One useful thing about using the schema package for building the input and output schemas of the model is that it supports exporting the schema in the JSON schema format:

>>> model = IrisSVCModel()
>>> print(json.dumps(model.input_schema.json_schema("https://example.com/my-schema.json")))
{"type": "object", "properties": {"sepal_length": {"type": "number"}, "sepal_width": {"type": "number"},
...
...

Conclusion

In this post I showed a few different approaches to deploying ML model code to production systems. I also showed an implementation of a Python base class that brings together the best features of the different approaches discussed. In conclusion I will discuss some of the benefits of the approach I sketched out above.

The MLModel base class has very few dependencies. it does not require the model creator to use Pandas, numpy, or any other Python package to transfer data to the model. This also means that it does not force the user of the model to know any internal implementation details about the model. On the other hand, Uber's solution requires that the user of the model know how to work with Pandas dataframes. However, if the model creator still wishes to accept numpy arrays or Pandas dataframes to their model, the MLModel base class shown above still allows this.

By using python dictionaries for model input and output, the model is easier to use. There is no need to understand how to use numpy arrays or Pandas dataframes, remember the order of the columns, or know how the output columns areencoded in order to use the model.

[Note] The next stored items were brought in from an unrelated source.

PR #149, opened 2019-02-18
Move password change implementation from the API interface to the WalletPool implementation.

phaazon:
Also, support preferences backend password change.

### DIFF
--- a/core/src/wallet/pool/WalletPool.cpp
+++ b/core/src/wallet/pool/WalletPool.cpp
@@ -476,7 +476,20 @@ namespace ledger {
                 self->logger()->debug("Finish erasing data of WalletPool : {}",name);
                 return Future<api::ErrorCode>::successful(api::ErrorCode::FUTURE_WAS_SUCCESSFULL);
             });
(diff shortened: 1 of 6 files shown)


core/src/wallet/pool/WalletPool.cpp
```diff
@@ -476,7 +476,20 @@ namespace ledger {
                 self->logger()->debug("Finish erasing data of WalletPool : {}",name);
                 return Future<api::ErrorCode>::successful(api::ErrorCode::FUTURE_WAS_SUCCESSFULL);
             });
+        }
 
+        Future<api::ErrorCode> WalletPool::changePassword(
```
pollastri-pierre: It's kind of weird to have a future which should return an error code as a success, why don't you use ledger::core::Unit type ?

phaazon: Yep, I agree. As discussed on slack, this is due to a limitation of our current djinni generation code that doesn’t enjoy `Unit` very much… :(

PR #220, opened 2019-05-19
Tezos integration

KhalilBellakrid:
### Keychain:
- Tezos key derivation is based on Edward's curve (https://github.com/satoshilabs/slips/blob/master/slip-0010.md), 
so we don't have public derivations and since Libcore does not support private ones, the only supported derivation scheme, right now, is `44'/<coin_type>'/<account_index>'/<node_index>'`,
- As a result, "derived" address from keychain is directly a hash of the public key, 
- Used hashing algorithm is `Blake2b`,
- We support construction of accounts from both `Secp256k1` (`Base58`) extended public keys (prefixed with `xpub`) or from `Ed25519` (`Base58`) extended public keys (prefixed with `edpk`).
### Wallet logic: 
- Originated accounts are considered as sub-accounts of implicit accounts that originated them,
### Explorer:
- The explorer used by the default (for the moment) is Tzscan (used endpoint: https://api6.tzscan.io/v3),
- **TODO**: we still miss some endpoints or could improve some others: 
	- Missing endpoints to : 
		- Get storage limit,
		- Get gas limit, 
		- Get counter,
		- Get and push raw transactions,
	- Improvements:
		- Improve call to get an address's transactions: can have an exposed call to get all types of operations at once, for the moment we have to specify type as parameter for the `GET` request,
		- TBD: have a call to query operations from list of addresses (could be useful).
### Synchronizer:
- Synchronization of originated accounts comes right after the originator's account is synced, 
### Observer:
- **TODO**: Implement WS from backend side,
### Transactions:
- For the moment we only support `Transaction`, `Reveal`, `Origination` and `Delegation` operations, those are the ones relevant for us,
 - Parsing and serialization of transaction is based on Zarith encoder/decoder (for more details refer to: http://tezos.gitlab.io/master/api/p2p.html#n-t 
 implementation is located here : `core/src/bytes/zarith`),
 - In Tezos, it is possible to have multiple operations in one transaction (e.g. `Reveal` + `Origination` or `Reveal` + `Transaction` ...), 
 since each operation has its own properties (fees, gas limit, storage limit ...) that user should set, so we probably won't handle multi-operation transactions.
 This will be discussed with Libcore's users (e.g. Live team) to see if it is relevant to support multi-operation transactions.
 - **TODO**: 
 	- Handle parsing/serialization of signed transactions,
 	- Handle remaining types of operations,
 	- TBD: handle multi-operation transaction,
### Delegation:	
- To delegate simply build a `Delegation` transaction with address to which delegate as receiver.  
### Parameters:
- BIP44 Coin type : `1729`,
- Used address prefixes: 
	- Implicit (prefix `tz1`): `{0x06, 0xA1, 0x9F}`,
	- Originated (prefix `KT1`): `{0x02, 0x5A, 0x79}`,
- Default explorer's endpoint: https://api6.tzscan.io/v3
### Tests:
- Added tests:
	- Address derivation: `core/test/tezos`,
	- Zarith encoder: `core/test/bytes/zarith.cpp`,
	- Account creation and synchronization: `core/test/integration/synchronization/tezos_synchronization.cpp`,
	- Transaction construction: `core/test/integration/transactions/tezos_transaction_tests.cpp`,
- TODO: 
	- Still need to test:
		- Broadcast of signed transactions,
		- Test E2E, 
### References:
- https://gitlab.com/tezos
- http://tezos.gitlab.io/master/index.html
- https://github.com/obsidiansystems/ledger-app-tezos
- https://gitlab.com/tezos/tezos/merge_requests/994
- https://tzscan.io/api


CHANGELOG.md
```diff
@@ -1,6 +1,68 @@
...
+#### References:
+- https://gitlab.com/tezos
+- http://tezos.gitlab.io/master/index.html
+- https://github.com/obsidiansystems/ledger-app-tezos
+- https://gitlab.com/tezos/tezos/merge_requests/994
+- https://tzscan.io/api
+
+## 2.7.0 
+
+> 2019/05/19
```
phaazon: I don’t see the tag in the git repository. Is that normal?

phaazon: Nevermind, it appeared.

core/src/crypto/BLAKE.cpp
```diff
@@ -54,6 +54,15 @@ namespace ledger {
             return hash;
         }
 
+        std::vector<uint8_t> BLAKE::blake2b(const std::vector<uint8_t>& data, size_t outLength) {
```
phaazon: I suggest to change the interface here to make it less coupled on the container. The internal representation only needs a buffer, so imposing vector is a bit too strong. See my other comment on the use of this function.

core/src/crypto/DeterministicPublicKey.cpp
```diff
@@ -88,6 +89,15 @@ namespace ledger {
             return  std::vector<uint8_t>(keccak.end() - 20, keccak.end());
         }
 
+        std::vector<uint8_t> DeterministicPublicKey::getPublicKeyBlake2b(bool isED25519) const {
+            auto key = _key;
+            if (!isED25519) {
+                //Remove 0x02
+                key.erase(key.begin());
```
phaazon: This is a O(n) operation that could have been prevented if you made `BLAKE::blake2b` use a slice / iterator instead of using a `std::vector`.

CHANGELOG.md
```diff
@@ -1,6 +1,68 @@
-## 2.7.0 (on-going)
-
-> ????/??/??
+## 2.8.0 (on-going)
```
phaazon: Please respect the style of the rest of the document by using whitespaces between lines starting with a sharp (`#`) and indenting the dashes (`-`) for bullet lists, even for the first level. Mixing styles in such a document will lead to confusion and it’s better to keep things clean. 🙂

CHANGELOG.md
```diff
@@ -1,6 +1,68 @@
...
+
+### Tezos Integration:
+#### Keychain:
+- Tezos key derivation is based on Edward's curve (https://github.com/satoshilabs/slips/blob/master/slip-0010.md),
```
phaazon:
```
[Edward's curve](https://github.com/satoshilabs/slips/blob/master/slip-0010.md)
```

Better to use a hyperlink here.

CHANGELOG.md
```diff
@@ -1,6 +1,68 @@
-## 2.7.0 (on-going)
-
-> ????/??/??
+## 2.8.0 (on-going)
+
+### Tezos Integration:
+#### Keychain:
+- Tezos key derivation is based on Edward's curve (https://github.com/satoshilabs/slips/blob/master/slip-0010.md), 
+we don't have public derivations and since Libcore does not support private ones, only derivation scheme which is supported right now is `44'/<coin_type>'/<account_index>'/<node_index>'`,
```
phaazon: I don’t get the structure of this sentence, maybe you want to rephrase it a bit?

CHANGELOG.md
phaazon: Same comment for the endings of the sentences in bullet lists: the whole document uses `periods`, not `commas`; please switch to periods.

CHANGELOG.md
```diff
@@ -1,6 +1,68 @@
...
+- Hence, resulting "derived" address from a keychain is directly a hash of the public key, 
+- Used hashing algorithm is `Blake2b`,
```
phaazon: Please provide a link to what this algorithm is (probably the documentation / source code you used to implement it in our lib).

CHANGELOG.md
```diff
@@ -1,6 +1,68 @@
...
+- We support construction of accounts from both `Secp256k1` (`Base58`) extended public keys (prefixed with `xpub`) or from `Ed25519` (`Base58`) extended public keys (prefixed with `edpk`).
+#### Wallet logic: 
+- Originated accounts are considered as sub-accounts of implicit accounts that originated them,
+#### Explorer:
+- The explorer used by the default (for the moment) is Tzscan (used endpoint: https://api6.tzscan.io/v3),
```
phaazon: *used by default*, or *The default explorer*.

CHANGELOG.md
```diff
@@ -1,6 +1,68 @@
...
+- **TODO**: we still miss some endpoints or could improve some others:
```
phaazon: This has nothing to do in a changelog; this belongs to the issue tracker, or a roadmap. I think we should not pollute the changelog, that will be read by people who need to migrate their dependencies to a newer one, with things that are not done: it’s going to confuse them a lot and it will bring zero value to them.

CHANGELOG.md
```diff
@@ -1,6 +1,68 @@
...
+#### Observer:
+- **TODO**: Implement WS from backend side,
+#### Transactions:
+- For the moment we only support `Transaction`, `Reveal`, `Origination` and `Delegation` operations, those are the ones relevant for us,
+ - Parsing and serialization of transaction is based on Zarith encoder/decoder (for more details refer to: http://tezos.gitlab.io/master/api/p2p.html#n-t 
+ implementation is located here : `core/src/bytes/zarith`),
+ - In Tezos, it is possible to have multiple operations in one transaction (e.g. `Reveal` + `Origination` or `Reveal` + `Transaction` ...), 
+ since each operation has it's own properties (fees, gas limit, storage limit ...) that user should set, so we probably won't handle multi-operation transactions.
+ This will be discussed with Libcore's users (e.g. Live team) to see if it is relevant to support multi-operation transactions.
+ - **TODO**:
```
phaazon: Ditto -> issue tracker, please.

CHANGELOG.md
```diff
@@ -1,6 +1,68 @@
...
+- For the moment we only support `Transaction`, `Reveal`, `Origination` and `Delegation` operations, those are the ones relevant for us,
+ - Parsing and serialization of transaction is based on Zarith encoder/decoder (for more details refer to: http://tezos.gitlab.io/master/api/p2p.html#n-t 
+ implementation is located here : `core/src/bytes/zarith`),
+ - In Tezos, it is possible to have multiple operations in one transaction (e.g. `Reveal` + `Origination` or `Reveal` + `Transaction` ...), 
+ since each operation has it's own properties (fees, gas limit, storage limit ...) that user should set, so we probably won't handle multi-operation transactions.
+ This will be discussed with Libcore's users (e.g. Live team) to see if it is relevant to support multi-operation transactions.
+ - **TODO**: 
+ 	- Handle parsing/serialization of signed transactions,
+ 	- Handle remaining types of operations,
+ 	- TBD: handle multi-operation transaction,
```
phaazon: Issue tracker.

CHANGELOG.md
```diff
@@ -1,6 +1,68 @@
...
+	- Implicit (prefix `tz1`): `{0x06, 0xA1, 0x9F}`,
+	- Originated (prefix `KT1`): `{0x02, 0x5A, 0x79}`,
+- Default explorer's endpoint: https://api6.tzscan.io/v3
+#### Tests:
+- Added tests:
+	- Address derivation: `core/test/tezos`,
+	- Zarith encoder: `core/test/bytes/zarith.cpp`,
+	- Account creation and synchronization: `core/test/integration/synchronization/tezos_synchronization.cpp`,
+	- Transaction construction: `core/test/integration/transactions/tezos_transaction_tests.cpp`,
+- TODO:
```
phaazon: Issue tracker.

CHANGELOG.md
```diff
@@ -1,6 +1,68 @@
...
+- Added tests:
+	- Address derivation: `core/test/tezos`,
+	- Zarith encoder: `core/test/bytes/zarith.cpp`,
+	- Account creation and synchronization: `core/test/integration/synchronization/tezos_synchronization.cpp`,
+	- Transaction construction: `core/test/integration/transactions/tezos_transaction_tests.cpp`,
+- TODO: 
+	- Still need to test:
+		- Broadcast of signed transactions,
+		- Test E2E, 
+#### References:
```
phaazon: Please remove this paragraph. It has nothing to do in a changelog either. You can move it to the codebase, for instance, which is a place where people will want to get some references, but not in a changelog.

core/idl/tezos/addresses.djinni
```diff
@@ -0,0 +1,53 @@
...
+	getNetworkParameters(): TezosLikeNetworkParameters;
+	# Encodes to Base58.
+	# @return The Base58 encoding
+	toBase58(): string;
+}
+
+# The xPUB definition for Tezos.
+TezosLikeExtendedPublicKey = interface +c {
+    # Derive an address from an xPUB and a path.
+	derive(path: string): TezosLikeAddress;
```
phaazon: Incorrect indentation (till line 52).

core/idl/wallet/common/currency.djinni
```diff
@@ -43,6 +46,8 @@ Currency = record {
     bitcoinLikeNetworkParameters: optional<BitcoinLikeNetworkParameters>;
     # Optional EthereumLikeNetworkParameters, for more details refer to EthereumLikeNetworkParameters doc
     ethereumLikeNetworkParameters: optional<EthereumLikeNetworkParameters>;
-    #Optional EthereumLikeNetworkParameters, for more details refer to EthereumLikeNetworkParameters doc
+    #Optional RippleLikeNetworkParameters, for more details refer to RippleLikeNetworkParameters doc
```
phaazon: Nice catch.

core/lib/openssl/crypto/blake/blake2b.c
```diff
@@ -0,0 +1,347 @@
...
+ */
+
+#include <assert.h>
+#include <string.h>
+#include <openssl/crypto.h>
+
+#include "blake2b.h"
+
+static const uint64_t blake2b_IV[8] =
+        {
```
phaazon: May you reduce the indentation, please?

core/lib/openssl/crypto/blake/blake2b.c
```diff
@@ -0,0 +1,347 @@
...
+                0x6a09e667f3bcc908ULL, 0xbb67ae8584caa73bULL,
+                0x3c6ef372fe94f82bULL, 0xa54ff53a5f1d36f1ULL,
+                0x510e527fade682d1ULL, 0x9b05688c2b3e6c1fULL,
+                0x1f83d9abfb41bd6bULL, 0x5be0cd19137e2179ULL
+        };
+
+static const uint8_t blake2b_sigma[12][16] =
+        {
```
phaazon: Same. 😆

core/src/crypto/BLAKE.cpp
teams2ua: Iterators would be C++ way to do this. But it will differ from all other functions in this file that accept vector<uint8_t>, imo this should be separate commit that change vector<> to iterators, if we eventually want this.

core/src/crypto/DeterministicPublicKey.cpp
teams2ua: `auto key = _key;` is O(n) as well.

core/src/bytes/zarith/zarith.h
```diff
@@ -0,0 +1,164 @@
...
+             * us know there is still something to read, else 0
+             * To sum up, if the resulting bytes are "chained" together (little endian) and we drop
+             * the most significant bit of each byte, we get the input ("chained") bytes
+             * e.g.
+             * Input:           ad d9                  10101101 11011001  (I)
+             * Output:          d9 db 02      11011001 11011011 00000010
+             * LE:              02 db d9      00000010 11011011 11011001
+             * Drop 1st bit:            (0)0000010 (1)1011011 (1)1011001  == (I)
+            */
+            static std::vector<uint8_t> zSerialize(const std::vector<uint8_t> &inputData) {
```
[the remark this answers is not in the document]
teams2ua: I came up with this code, that do the same, but is shorter.
This is mostly the question of taste.
```
// stream of 8-bit bytes to 7-bits bytes
template <typename Iterator, typename OutputIterator>
void encode(Iterator start, Iterator finish, OutputIterator out) {
    uint8_t rest = 0;
    while (start != finish) {
        for (int i = 0; (i < 7) && (start != finish); ++i, ++start) {
            uint8_t currentByte = *start;
            *out++ = 0x80 | (currentByte << i) | rest;
            rest = currentByte >> (7 - i);
        }
        *out++ = rest | (start != finish ? 0x80 : 0x00);
    }
}

std::vector<uint8_t> zSerializeNumber(const std::vector<uint8_t>& number) {
    std::vector<uint8_t> result;
    encode(rbegin(number), rend(number), std::back_inserter(result));
    return result;
}
```

core/src/crypto/BLAKE.cpp
phaazon: Problems with iterators is that they do not ensure contiguity (unless we use a `ContiguousIterator` concept?).

KhalilBellakrid: +1 @teams2ua , that's why the method has this signature 
@phaazon don't forget that this methods are used internally only with byte arrays

core/src/crypto/DeterministicPublicKey.cpp
KhalilBellakrid: Nice catch, this was my "blind" test phase but forgot to remove it, I was willing to have an offset on `BLAKE::blake2b` that would solve the issue !

core/idl/tezos/addresses.djinni
KhalilBellakrid: Good catch !

core/src/bytes/zarith/zarith.h
```diff
@@ -0,0 +1,164 @@
...
+                // Reverse because result corresponds to Little Endian
+                std::vector<uint8_t> data{inputData};
```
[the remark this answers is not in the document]
KhalilBellakrid: Indeed, it was the first iteration of the algorithm !

core/src/bytes/zarith/zarith.h
```diff
@@ -0,0 +1,164 @@
...
+
+                    // We shift current byte
+                    byte <<= offset;
+
+                    // Take shifted bits from previous byte
+                    byte |= id - delay > 0 ? data[id - delay - 1] >> (7 - (offset - 1)) : 0x00;
+
+                    // This boolean will let us know if shifting last byte of inputData
+                    // will generate a new byte (with remaining shifted bytes)
+                    bool isLast = data[id - delay] == data.back();
```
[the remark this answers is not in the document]
KhalilBellakrid: Niiice catch !

core/src/bytes/zarith/zarith.h
```diff
@@ -0,0 +1,164 @@
...
+                std::vector<uint8_t> data(reader.readUntilEnd());
+                reader.reset();
+                reader.read(cursor);
+
+                std::vector<uint8_t> result;
+                size_t id = 0, delay = 0;
+                uint8_t offset = 0;
+                while (id + delay < data.size()) {
+                    auto byte = data[id + delay];
+                    auto isLast = byte == data.back();
```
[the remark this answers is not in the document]
KhalilBellakrid: Yes I agree !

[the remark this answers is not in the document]
teams2ua: You didn't fix this.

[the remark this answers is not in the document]
KhalilBellakrid: Alright, I see what happened here, I fixed it but in the wrong file ...  Navigation on my IDE was taking me to `cmake-build-debug/include/ledger/core/bytes/zarith/zarith.h` instead of `core/bytes/zarith/zarith.h` ... :trollface:

core/src/bytes/zarith/zarith.h
```diff
@@ -0,0 +1,160 @@
...
+
+                    // Push to result modified byte
+                    result.push_back(byte);
+                    if (needAdditionalByte) {
+                        result.push_back(inputData[id + delay] >> (7 - offset));
+                    }
+
+                    // Update offset: if offset % 7 == 0 then following byte
+                    // is not shifted i.e. offset = 0
+                    offset = offset > 0 && !(offset % 7) ? 0 : offset + 1;
```
teams2ua: `offset = (offset + 1) % 7;` is more clear IMO

core/src/bytes/zarith/zarith.h
```diff
@@ -0,0 +1,160 @@
...
+
+                    // If we shifted with [id/7] > 7 then we have a "delay"
+                    // meaning that we should read values from "delayed" byte
+                    delay = ((inputData.size() - 1) - id) / 7;
```
teams2ua: 1. Looks like there is a bug here:
id = 0;
delay  = 0;
inputData.size() = 8;
we just processed inputData[id + delay] -> inputData[0],
now delay = ((8 - 1) - 0) / 7 -> delay became 1, in the next line id became -1, so next iteration we will still proceed inputaData[0] so we processed this byte twice.
2. I think you don't need `delay` at all.

core/src/bytes/zarith/zarith.h
KhalilBellakrid: It's not the equivalent (e.g. offset = 7)

core/src/bytes/zarith/zarith.h
KhalilBellakrid: 1. Actually here the issue is that we should `break` after processing `id + delay == 0`, but regarding your remark, in case `inputData .size() > 8` e.g. `inputData .size() = 9`, for `(id , delay, offset) = (1, 0, 7)`, in the first iteration, `inputData[1]` will be shifted by 7, so basically in `result` you push a byte `1<7 most significant bits from inputData[2]>`, the second iteration, with `(id , delay, offset) = (0, 1, 0)`  will push `x<7 less significant bits from inputData[1]>` (`x` depends if most significant bit of `inputData[1]` is a 0 or 1 that's when we add an additional byte)
2. I think we need `delay` for cases when `inputData.size() > 8` 
We can discuss that on Friday or Monday it will be easier! 😉

core/src/bytes/zarith/zarith.h
teams2ua: Ah, I meant `offset = (offset +1) % 8;`

core/src/bytes/zarith/zarith.h
teams2ua: 1. Lets look at this example { 0xFF, 0x00, 0x00, 0x00, 0x00, 0x00, 0x00, 0x01 };
the code will get output 81 80 80 80 80 80 80 80 **FF FF** 01,  that can't be right - too many new ones.
2. You only use  `inputData[id + delay]` and `inputData[id + delay + 1]`, that can be replaced by `inputData[idx]` and `inputData[idx + 1]` and a new way of changing `idx`.

KhalilBellakrid: So yeah this is an issue which is explained but my comment above, "Actually here the issue is that we should `break` after processing `id + delay == 0`" 
Btw, I added a test with test vector above ! 👍

teams2ua: Thanks for adding the test.
But the bug remains there, and it is not related to the last byte, the problem is that we proceed with  the same bytes twice when we increment `delay` and decrement `id`
Try this vector `{ 0x01, 0x00, 0xFF, 0x00, 0x00, 0x00, 0x00, 0x00, 0x00, 0x00, 0x00, 0x00, 0x00, 0x00, 0x01 }` it will again give the answer with two many "ones".
BTW you use `size_t` for `id`, `id` can became negative, so it start to overflow, there were no errors because when we add `delay` to overflowed `id` it overflows again and became normal number, but I found this dangerous anyway.

KhalilBellakrid: Oh yeah nice catch for the example ! 👍 
For the overflow thing, if you take into account the `break` condition that I added above and test on `id + delay` we have, it's not dangerous, we care about `id + delay` reason why, I agree, we should replace it by only `id` which is also simplifying the condition to increment `id` 
I think now it should be fine, WDYT ? 🤔 
Thanks for the review BTW ! 🙏

core/src/bytes/zarith/zarith.h
```diff
@@ -0,0 +1,162 @@
...
+                    bool needAdditionalByte = isFirst && inputData[id] >> (7 - offset);
+
+                    // We set first bit to 1 to know that there is a coming byte
+                    if (!isFirst || needAdditionalByte) {
+                        byte |= 0x80;
+                    }
+
+                    // Push to result modified byte
+                    result.push_back(byte);
+                    if (needAdditionalByte) {
```
teams2ua: This will be true only once during the loop, why checking it every iteration? would be nice to move it outside the loop.

core/src/bytes/zarith/zarith.h
```diff
@@ -0,0 +1,162 @@
...
+                    // Take shifted bits from previous byte
+                    byte |= id < inputData.size() - 1 ? inputData[id + 1] >> (7 - (offset - 1)) : 0x00;
+
+                    // This boolean will let us know if shifting last byte of inputData
+                    // will generate a new byte (with remaining shifted bytes)
+                    bool isFirst = id == 0;
+                    bool needAdditionalByte = isFirst && inputData[id] >> (7 - offset);
+
+                    // We set first bit to 1 to know that there is a coming byte
+                    if (!isFirst || needAdditionalByte) {
```
teams2ua: this will be false only once. Lets always do byte |= 0x80 and then outside the loop `result[result.size()-1] &= 0xEF;`

core/src/bytes/zarith/zarith.h
```diff
@@ -0,0 +1,162 @@
...
+                        byte |= 0x80;
+                    }
+
+                    // Push to result modified byte
+                    result.push_back(byte);
+                    if (needAdditionalByte) {
+                        result.push_back(inputData[id] >> (7 - offset));
+                    }
+
+                    if (isFirst) {
```
teams2ua: This will be true only once, but planet will be heated each iteration.

core/src/bytes/zarith/zarith.h
teams2ua: For me it looks good now, just few comments that should speed up a little bit and increase readability.

core/src/bytes/zarith/zarith.h
```diff
@@ -0,0 +1,162 @@
...
+                        break;
+                    }
+
+                    // Update offset
+                    offset = (offset + 1) % 8;
+
+                    // Update index if not a period or first iteration
+                    if (offset > 0 || id == inputData.size() - 1) {
```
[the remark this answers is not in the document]
KhalilBellakrid: Not working for first iteration !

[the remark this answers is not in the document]
teams2ua: It will, because offset will be already 1.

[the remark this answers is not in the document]
KhalilBellakrid: True we do that above !

core/src/bytes/zarith/zarith.h
KhalilBellakrid: I'm not a huge fan of doing then undoing things ... but what can't we do for optims ?! :trollface: 
By the way, here it's `result[result.size()-1] &= 0x7F;`

core/src/wallet/tezos/TezosLikeAccount.h
```diff
@@ -0,0 +1,161 @@
...
+            };
+        };
+
+        class TezosLikeOriginatedAccount;
+        class TezosLikeAccount : public api::TezosLikeAccount, public AbstractAccount {
+        public:
+
+            static const int FLAG_TRANSACTION_IGNORED = 0x00;
+            static const int FLAG_NEW_TRANSACTION = 0x01;
+            static const int FLAG_TRANSACTION_UPDATED = 0x01 << 1;
```
phaazon: I think it’s okay to use `0x02` :D

core/src/wallet/tezos/TezosLikeAccount.h
```diff
@@ -0,0 +1,161 @@
...
+            void getEstimatedGasLimit(const std::string & address, const std::shared_ptr<api::BigIntCallback> & callback) override ;
+
+            void getStorage(const std::string & address, const std::shared_ptr<api::BigIntCallback> & callback) override;
+
+            std::vector<std::shared_ptr<api::TezosLikeOriginatedAccount>> getOriginatedAccounts() override;
+
+            void addOriginatedAccounts(soci::session &sql, const std::vector<TezosLikeOriginatedAccountDatabaseEntry> &originatedEntries);
+
+        private:
+            std::shared_ptr<TezosLikeAccount> getSelf();
```
phaazon: Please go to the new line to separate attributes from private methods.

core/src/wallet/tezos/TezosLikeWallet.cpp
```diff
@@ -0,0 +1,228 @@
...
+    namespace core {
+
+        const api::WalletType TezosLikeWallet::type = api::WalletType::ETHEREUM;
+
+        TezosLikeWallet::TezosLikeWallet(const std::string &name,
+                                         const std::shared_ptr<TezosLikeBlockchainExplorer> &explorer,
+                                         const std::shared_ptr<TezosLikeBlockchainObserver> &observer,
+                                         const std::shared_ptr<TezosLikeKeychainFactory> &keychainFactory,
+                                         const TezosLikeAccountSynchronizerFactory &synchronizer,
+                                         const std::shared_ptr<WalletPool> &pool, const api::Currency &network,
```
phaazon: Please break this line in two after the comma.

core/src/wallet/tezos/TezosLikeAccount.h
KhalilBellakrid: I wanted to group all same flags for different types of operations i.e.  `FLAG_NEW_TRANSACTION = 0x01` , `FLAG_NEW_DELEGATION = 0x02` ... then for updates same i.e. `FLAG_TRANSACTION_UPDATED = 0x10` , `FLAG_DELEGATION_UPDATED = 0x20` ...

phaazon: Ok, but `0x01 << 1` is not `0x10`. 🙂

KhalilBellakrid: :trollface:  really ? 
My answer above is about rewriting the whole section taking into account all type of transactions with logic above ! Will do it in next update !

KhalilBellakrid: Finally I used directly the Operation type to have the result of "Update" and only kept one flag for ignored transactions ! 
WDYT @phaazon ? 
And thanks again for the review ! 👍

phaazon: LGTM

PR #221, opened 2019-05-20
Add missing declaration in migrations

KhalilBellakrid:


KhalilBellakrid:
Sorry guys, I will merge even if there is only 1 approval :trollface:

By stating the input and output schemas of a model programmatically, it is possible to compare different model's schemas through automated tools. This can be useful when tracking model changes across many different versions of a model. Facebook's approach allows schema metadata to be attached to ML models, but no other approach discussed above does this.

By hiding the deserialization code behind the __init__() method, the deserialization technique or the storage location of model files can be changed without affecting the code that uses the model. In the same way, I can replace the code in the predict() method without affecting the user of the model, as long as the input and output schemas remain the same. This is the benefit of using Object Oriented Programming to hide implementation details from users of your code.

There are some other improvements that can be added to the MLModel base class shown in this post, but these will be shown in a later blog post.